Monday, August 4, 2008

Philadelphia Fans

I know that there are those out there who will maintain until the last bit of earth is dropped on their coffins that there is nothing greater than being a sports fan in Philadelphia. They will point to Philly fans’ passion and our ever-willing enthusiasm to support perennial losers.

Philadelphia, they will say, is one of the few four-sport cities (Phillies, Eagles, Sixers, Flyers), and over the course of time each of those teams has had at least a moderate run of success. The Phillies won the World Series back in 1983, at the same time that the Sixers were winning championships. The Flyers won championships back in the 1970s, and the Eagles made it to the Super Bowl in 1980. You’ll notice that all of these dates are prior to my birth.

And if historical success is your guide, then Philadelphia’s 14 major championships don’t seem like such a bad tally. But then you look at the rest of the list, and you see that LA has 16, Boston 31, Toronto 37, New York 51. Are you kidding me? Freakin’ Toronto? http://www.nuttyaboutsports.com/cities-of-champions.shtml

Boston’s 31 championships seem particularly aggravating, coming as they do from a city whose population of 599,391 is less than half of Philadelphia’s 1.4 million.

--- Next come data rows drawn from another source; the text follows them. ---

PR #1152, opened 2017-09-20
Cache the newline split pattern in SourcePrinter for performance reasons

arturbosch:
More information on java not caching patterns: https://stackoverflow.com/questions/13420321/does-pattern-compile-cache

### DIFF
--- a/javaparser-core/src/main/java/com/github/javaparser/printer/SourcePrinter.java
+++ b/javaparser-core/src/main/java/com/github/javaparser/printer/SourcePrinter.java
@@ -24,6 +24,7 @@ package com.github.javaparser.printer;
 import java.text.Normalizer;
 import java.util.Deque;
 import java.util.LinkedList;
+import java.util.regex.Pattern;
 
 import com.github.javaparser.Position;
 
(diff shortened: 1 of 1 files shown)


javaparser-core/src/main/java/com/github/javaparser/printer/SourcePrinter.java
```diff
@@ -78,14 +79,19 @@ public SourcePrinter println() {
...
-    
+
     private StringBuilder bufAppend(final String arg) {
         updateCursor(arg);
         return buf.append(arg);
     }
 
+    private static final Pattern SPLIT_NEWLINE_PATTERN;
+    static {
+        SPLIT_NEWLINE_PATTERN = Pattern.compile("\r\n|\r|\n");
```
matozoid: Egh, end of line characters defined somewhere in the code. Will have to look into that later.

matozoid: Won't a field initializer do instead of a static block?

arturbosch: A static block does only initialize the field if this classes is loaded. If the user does not use it, it won't be loaded at all.

matozoid: How does the performance gain compare to the loss of readability?

arturbosch: Your right, the static block does do nothing in this case as this is not a static class and the pattern is always used.

arturbosch: I haven't found such string somewhere in the code base. Tell me if you find something :)

matozoid:
Hmmm, if I look at the code it seems like there is no point in all this end of line matching. All the sourceprinter ever receives is commands to print a piece of text without end of lines, and only the println method ever insert an EOL. @tarilabs - can you explain the reasoning behind this?

tarilabs:
The change suggested by @arturbosch is correct; and sorry I missed that in the first place :(

@matozoid IIRC there is no check that the passed argument does not contain a newline. Additionally, please consider for instance when multi-line comments is supplied to the printer, it would "miss" some new lines if I remove this check (unless I overlooked something).

matozoid:
@tarilabs ahhh, you're right, comments can interfere, and they can have different kinds of EOL characters. Good thing I'm refactoring all that comment stuff :-) Thanks for the answer!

What does Boston have that Philadelphia doesn’t? Both are historic cities, and both played significant parts in the Revolution. Philadelphia was even the US Capital for a while!

For young fans, especially, Philadelphia is a terrible place to be. As mentioned earlier, no Philadelphia team has won a championship since the 1980s. The Flyers came pretty close in the 1990s, the Phillies lost the World Series in 1993 (and then didn’t make it back to the playoffs for 14 years), and both the Sixers and the Eagles lost championship games in the 2000s. So for anyone born in the 1980s, all we have ever known is losing. The closest I’ve come to savoring victory is seeing the Giants win this year’s Super Bowl (I had just moved to Brooklyn).

Let me try to list the major accomplishments of Philadelphia sports teams over the past 15 years or so, excluding our losses in title games:

--We booed and threw snowballs at Santa Claus.
--We cheered Michael Irvin’s career-ending neck injury.
--We threw batteries at J.D. Drew.
--Terrell Owens.
--The Eagles made it to 4 straight NFC Championship games, losing 3 of them.
--The Phillies, after a 14 year drought and after the Mets’ monumental collapse, finally made it to the playoffs in 2007 before being swept by the Rockies in 3 games in the first round.

“Come on,” the average Philly fan will say, “how awesome is it that we boo EVERYONE?!?!”

Not so awesome, I think. You wouldn't eat an OK-tasting meal at a restaurant and then throw it at the waitress’ face because it wasn’t the best you’ve ever had. Likewise, normal fans shouldn’t cheer a player who hits a home run in his first at bat and then boo him viciously when he strikes out during the next. And yet, this is what Philly fans do.

Taken as a whole, Philadelphia sports fans resemble an increasingly paranoid mental patient. On the good days, after a win, we love our sports teams and are sure that they will bring us happiness. On the bad days, after a loss, we hate the teams and wonder why we ever supported them in the first place.

These emotional swings don’t happen from season to season, and they don’t take place solely during the playoffs. They happen after every game during every season. If the Phillies beat the Mets sometime in April, we think “surely this year will be OUR year!!!” But if Donovan McNabb throws two interceptions in September, we should bench him, cut him, and bring in a free agent. Over and over, season after season.

It is not easy being a sports fan in Philadelphia. It sucks, really. Our teams always seem to be just this side of the winners’ circle. The fans, disillusioned and deluded past the point of rationality, are unaware of any role our behavior might play in our teams’ failures. We are not the greatest fans in all of sports. We are the most mentally unbalanced.